The Story Behind “No One Will Ever Love Him”
Today we’re taking a break from the Q&A with our masthead to bring you a post written by one of our contributors. Read Anne R. Allen’s poem “No One Will Ever Love Him,” (Spring 2013) and find out what event prompted her to compose the piece.
The Story Behind the Poem, “No One Will Ever Love Him”
by Anne R. Allen
I’m not really a poet. My muse seems to have a comfort zone of 60K-100K words. I’ve only had about a dozen poems and short stories published over the last decade—most of them written before I was publishing novels.
“No One Will Ever Love Him“—written about a year ago—is my most recent.
When a poem or flash-fiction piece comes to me, it often emerges as a whole, needing only a few alterations. It will usually show up when I’m working on something longer or my focus is elsewhere.
Like a needy little kid, the poem will keep tugging on me until I give it the attention it needs.
This particular poem came to me while I was on the phone. I’d been listening to a former friend complain about a bad boyfriend. I say “former” because this woman developed some serious talkaholic problems that made it tough to maintain a friendship. She’d get home from work and dial my number and dump her complaints of the day but never let me speak.
I think she knew what I was likely to say, and she couldn’t bear to hear it.
She’d had a series of boyfriends who all seemed to have substance abuse problems combined with difficult-mother issues.

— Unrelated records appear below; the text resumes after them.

PR #316, opened 2025-04-11
Refactor StreamableHttp Server tests to use server and call do the direct calls

ihrpr:
It's becoming a very complex to add more tests, hence refactoring.
- less mocks 
- helper functions
- simplify and remove some tests
- realised server close didn't have standalone clean up while refactoring tests

Note to the reviewer:  it's probably easier to look at a new tests and not try to compare, as most of the things changed

### DIFF
--- a/src/server/streamableHttp.test.ts
+++ b/src/server/streamableHttp.test.ts
@@ -1,1590 +1,989 @@
-import { IncomingMessage, ServerResponse } from "node:http";
-import { StreamableHTTPServerTransport } from "./streamableHttp.js";
-import { JSONRPCMessage } from "../types.js";
-import { Readable } from "node:stream";
+import { createServer, type Server, IncomingMessage, ServerResponse } from "node:http";
+import { AddressInfo } from "node:net";
 import { randomUUID } from "node:crypto";
-// Mock IncomingMessage
-function createMockRequest(options: {
-  method: string;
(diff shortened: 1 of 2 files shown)


src/server/streamableHttp.test.ts
```diff
@@ -1,1590 +1,992 @@
...
-      await transport.handleRequest(req, mockResponse);
+    const response = await sendPostRequest(baseUrl, batchInitMessages);
 
-      expect(mockResponse.writeHead).toHaveBeenCalledWith(400);
-      expect(mockResponse.end).toHaveBeenCalledWith(expect.stringContaining('"jsonrpc":"2.0"'));
-      expect(mockResponse.end).toHaveBeenCalledWith(expect.stringContaining('"message":"Bad Request: Mcp-Session-Id header is required"'));
-    });
+    expect(response.status).toBe(400);
+    const errorData = await response.json();
+    expectErrorResponse(errorData, -32600, /Only one initialization request is allowed/);
```
jerome3o-anthropic, line 219: [non blocking q] even if it's a single message?

jerome3o-anthropic (approved):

On this occasion, my friend told me at great length how her bad boyfriend had abused a dog.
It upset me a lot, and because she talked over me when I tried to respond, I wasn’t able to tell her what I wanted to say: “Run! You’re going to be next.”
She nattered on about this man’s terrible childhood with an alcoholic mother, and how she felt it was up to her to give him the love he’d never had.
“No one has ever loved him!” she kept saying.
“And no one ever will,” I said. “Not the way he wants. Because he doesn’t believe he’s lovable Can’t you see how hard he’s working to create a self-fulfilling prophecy?”
She hung up on me.
I grabbed a piece paper and wrote this poem.
Anne R. Allen is the author of six romantic-comedy mysteries and a guidebook for authors co-written with Catherine Ryan Hyde. Anne’s blog, which she shares with Ruth Harris, was named one of Writer’s Digest’s Best 101 Websites for Writers for 2013. Her award-winning poems and short fiction have appeared in journals as diverse as the literary humor magazine Opium and the Silver Boomer Anthology From the Porch Swing.